START Raw data

PR #118, opened 2018-03-10
GAWB-2526 Automatically sync Managed Group with Google on Create

gpolumbo-broad:
I made a separate PR for this because I have questions that will most likely result in some additional commits. and PR https://github.com/broadinstitute/sam/pull/108 is already quite large.  

In particular, I need answers to a couple of questions, these are also marked as TODO's in the branch.

1.  When creating a Google Group, should we also trigger `GoogleExtensions.onGroupUpdate`? 
2. What should be in the BODY of the response to `POST /api/group/{groupName}`?  Since we're doing the Google Sync as part of the creation, it seems reasonable to me to put the "update report" in the body.

In all cases:


src/main/scala/org/broadinstitute/dsde/workbench/sam/google/GoogleExtensions.scala
```diff
@@ -160,6 +160,11 @@ class GoogleExtensions(val directoryDAO: DirectoryDAO, val accessPolicyDAO: Acce
     } yield ()
   }
 
+  override def onGroupCreate(groupId: WorkbenchGroupIdentity): Future[Map[WorkbenchEmail, Seq[SyncReportItem]]] = {
```
dvoet: I don't think we want a generic onGroupCreate... feels like every group we create should call this which is not true (only managed groups)

src/main/scala/org/broadinstitute/dsde/workbench/sam/service/ManagedGroupService.scala
```diff
@@ -19,12 +19,14 @@ class ManagedGroupService(private val resourceService: ResourceService, private
   def managedGroupType: ResourceType = resourceTypes.getOrElse(ManagedGroupService.managedGroupTypeName, throw new WorkbenchException(s"resource type ${ManagedGroupService.managedGroupTypeName.value} not found"))
   def memberRole = managedGroupType.roles.find(_.roleName == ManagedGroupService.memberRoleName).getOrElse(throw new WorkbenchException(s"${ManagedGroupService.memberRoleName} role does not exist in $managedGroupType"))
 
+  // TODO: What should be returned here?  Just a Resource object?  The report generated from the sync with Google?  Both?
```
dvoet: I don't think we want the google stuff

src/main/scala/org/broadinstitute/dsde/workbench/sam/service/ManagedGroupService.scala
```diff
@@ -19,12 +19,14 @@ class ManagedGroupService(private val resourceService: ResourceService, private
...
   def createManagedGroup(groupId: ResourceId, userInfo: UserInfo): Future[Resource] = {
     for {
       managedGroup <- resourceService.createResource(managedGroupType, groupId, userInfo)
       _ <- createPolicyForMembers(managedGroup)
       policies <- accessPolicyDAO.listAccessPolicies(managedGroup)
-      _ <- createAggregateGroup(managedGroup, policies)
+      workbenchGroup <- createAggregateGroup(managedGroup, policies)
+      _ <- cloudExtensions.onGroupCreate(workbenchGroup.id)
```
dvoet: I think just call synchronizeGroupMembers directly

dvoet (changes requested):
see comments

src/main/scala/org/broadinstitute/dsde/workbench/sam/service/ManagedGroupService.scala
breilly2: Besides, I don't think we want to wait for the sync to complete before returning.

src/main/scala/org/broadinstitute/dsde/workbench/sam/service/ManagedGroupService.scala
breilly2: Probably better to publish a message to the pub/sub topic instead of calling `synchronizeGroupMembers ` directly.

breilly2 (changes requested):
Small change, but may require a little refactoring.

src/main/scala/org/broadinstitute/dsde/workbench/sam/google/GoogleExtensions.scala
gpolumbo-broad: Resolved.  Had to add `synchronizeGroupMembers` to the `CloudExtensions` trait.

src/main/scala/org/broadinstitute/dsde/workbench/sam/service/ManagedGroupService.scala
gpolumbo-broad: I don't disagree, however, I believe implementing in this way would be non-trivial.  If anyone feels strongly that this logic should be written to use Google Pub/Sub, maybe that should be its own standalone issue?

breilly2: I think we have most of the code we need. See `GoogleExtensions.onGroupUpdate`. May just need to extract a method to keep the spirit of the `on[Event]` functions.

dvoet (approved):

src/main/scala/org/broadinstitute/dsde/workbench/sam/service/ManagedGroupService.scala
gpolumbo-broad: OK, I definitely have more reading to do to try to understand Akka Actors (I think?) then.  In the short term though, after quickly trying to read through the code it looks to me like `GoogleGroupSyncMonitor.scala` is the thing that manages the `Sub` side of the `Pub/Sub`, and if I'm reading this correctly, it looks like when I create a group in `ManagedGroupService`, I can then just call `GoogleExtensions.onGroupUpdate`, which will ultimately call `GoogleExtensions.synchronizeGroupMembers` for me.  Or, to stick with the pattern used in `ResourceService`, I should call `GoogleExtensions.fireGroupUpdateNotification`.  

I'm happy to keep reading code and verifying my understanding of how this works.  Or if someone else can help me confirm that my interpretation is correct (or not) then we can merge this PR sooner rather than later.  Either way is fine by me.  In the meantime, I need to learn this stuff, so I'll keep reading and experimenting to see if I'm grokking this all correctly.

gpolumbo-broad: Talked with @dvoet to help clarify how this works.  The existing `onGroupUpdate` functionality only updates Groups that already exist.  I added the `publishGroup` method to force the Group creation and use Google Pub/Sub.  I added the method to `CloudExtensions` so that we didn't have to pass a `GooglePubSubDAO` into the `ManagedGroupService` constructor.

breilly2 (approved):
👍 Looks like the changes I was expecting to see.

END Raw data

Action item:
Nothing may be dropped or altered; repeat every record in full.

Solution to this problem:
PR #118, opened 2018-03-10
GAWB-2526 Automatically sync Managed Group with Google on Create

gpolumbo-broad:
I made a separate PR for this because I have questions that will most likely result in some additional commits. and PR https://github.com/broadinstitute/sam/pull/108 is already quite large.  

In particular, I need answers to a couple of questions, these are also marked as TODO's in the branch.

1.  When creating a Google Group, should we also trigger `GoogleExtensions.onGroupUpdate`? 
2. What should be in the BODY of the response to `POST /api/group/{groupName}`?  Since we're doing the Google Sync as part of the creation, it seems reasonable to me to put the "update report" in the body.

In all cases:


src/main/scala/org/broadinstitute/dsde/workbench/sam/google/GoogleExtensions.scala
```diff
@@ -160,6 +160,11 @@ class GoogleExtensions(val directoryDAO: DirectoryDAO, val accessPolicyDAO: Acce
     } yield ()
   }
 
+  override def onGroupCreate(groupId: WorkbenchGroupIdentity): Future[Map[WorkbenchEmail, Seq[SyncReportItem]]] = {
```
dvoet: I don't think we want a generic onGroupCreate... feels like every group we create should call this which is not true (only managed groups)

src/main/scala/org/broadinstitute/dsde/workbench/sam/service/ManagedGroupService.scala
```diff
@@ -19,12 +19,14 @@ class ManagedGroupService(private val resourceService: ResourceService, private
   def managedGroupType: ResourceType = resourceTypes.getOrElse(ManagedGroupService.managedGroupTypeName, throw new WorkbenchException(s"resource type ${ManagedGroupService.managedGroupTypeName.value} not found"))
   def memberRole = managedGroupType.roles.find(_.roleName == ManagedGroupService.memberRoleName).getOrElse(throw new WorkbenchException(s"${ManagedGroupService.memberRoleName} role does not exist in $managedGroupType"))
 
+  // TODO: What should be returned here?  Just a Resource object?  The report generated from the sync with Google?  Both?
```
dvoet: I don't think we want the google stuff

src/main/scala/org/broadinstitute/dsde/workbench/sam/service/ManagedGroupService.scala
```diff
@@ -19,12 +19,14 @@ class ManagedGroupService(private val resourceService: ResourceService, private
...
   def createManagedGroup(groupId: ResourceId, userInfo: UserInfo): Future[Resource] = {
     for {
       managedGroup <- resourceService.createResource(managedGroupType, groupId, userInfo)
       _ <- createPolicyForMembers(managedGroup)
       policies <- accessPolicyDAO.listAccessPolicies(managedGroup)
-      _ <- createAggregateGroup(managedGroup, policies)
+      workbenchGroup <- createAggregateGroup(managedGroup, policies)
+      _ <- cloudExtensions.onGroupCreate(workbenchGroup.id)
```
dvoet: I think just call synchronizeGroupMembers directly

dvoet (changes requested):
see comments

src/main/scala/org/broadinstitute/dsde/workbench/sam/service/ManagedGroupService.scala
breilly2: Besides, I don't think we want to wait for the sync to complete before returning.

src/main/scala/org/broadinstitute/dsde/workbench/sam/service/ManagedGroupService.scala
breilly2: Probably better to publish a message to the pub/sub topic instead of calling `synchronizeGroupMembers ` directly.

breilly2 (changes requested):
Small change, but may require a little refactoring.

src/main/scala/org/broadinstitute/dsde/workbench/sam/google/GoogleExtensions.scala
gpolumbo-broad: Resolved.  Had to add `synchronizeGroupMembers` to the `CloudExtensions` trait.

src/main/scala/org/broadinstitute/dsde/workbench/sam/service/ManagedGroupService.scala
gpolumbo-broad: I don't disagree, however, I believe implementing in this way would be non-trivial.  If anyone feels strongly that this logic should be written to use Google Pub/Sub, maybe that should be its own standalone issue?

breilly2: I think we have most of the code we need. See `GoogleExtensions.onGroupUpdate`. May just need to extract a method to keep the spirit of the `on[Event]` functions.

dvoet (approved):

src/main/scala/org/broadinstitute/dsde/workbench/sam/service/ManagedGroupService.scala
gpolumbo-broad: OK, I definitely have more reading to do to try to understand Akka Actors (I think?) then.  In the short term though, after quickly trying to read through the code it looks to me like `GoogleGroupSyncMonitor.scala` is the thing that manages the `Sub` side of the `Pub/Sub`, and if I'm reading this correctly, it looks like when I create a group in `ManagedGroupService`, I can then just call `GoogleExtensions.onGroupUpdate`, which will ultimately call `GoogleExtensions.synchronizeGroupMembers` for me.  Or, to stick with the pattern used in `ResourceService`, I should call `GoogleExtensions.fireGroupUpdateNotification`.  

I'm happy to keep reading code and verifying my understanding of how this works.  Or if someone else can help me confirm that my interpretation is correct (or not) then we can merge this PR sooner rather than later.  Either way is fine by me.  In the meantime, I need to learn this stuff, so I'll keep reading and experimenting to see if I'm grokking this all correctly.

gpolumbo-broad: Talked with @dvoet to help clarify how this works.  The existing `onGroupUpdate` functionality only updates Groups that already exist.  I added the `publishGroup` method to force the Group creation and use Google Pub/Sub.  I added the method to `CloudExtensions` so that we didn't have to pass a `GooglePubSubDAO` into the `ManagedGroupService` constructor.

breilly2 (approved):
👍 Looks like the changes I was expecting to see.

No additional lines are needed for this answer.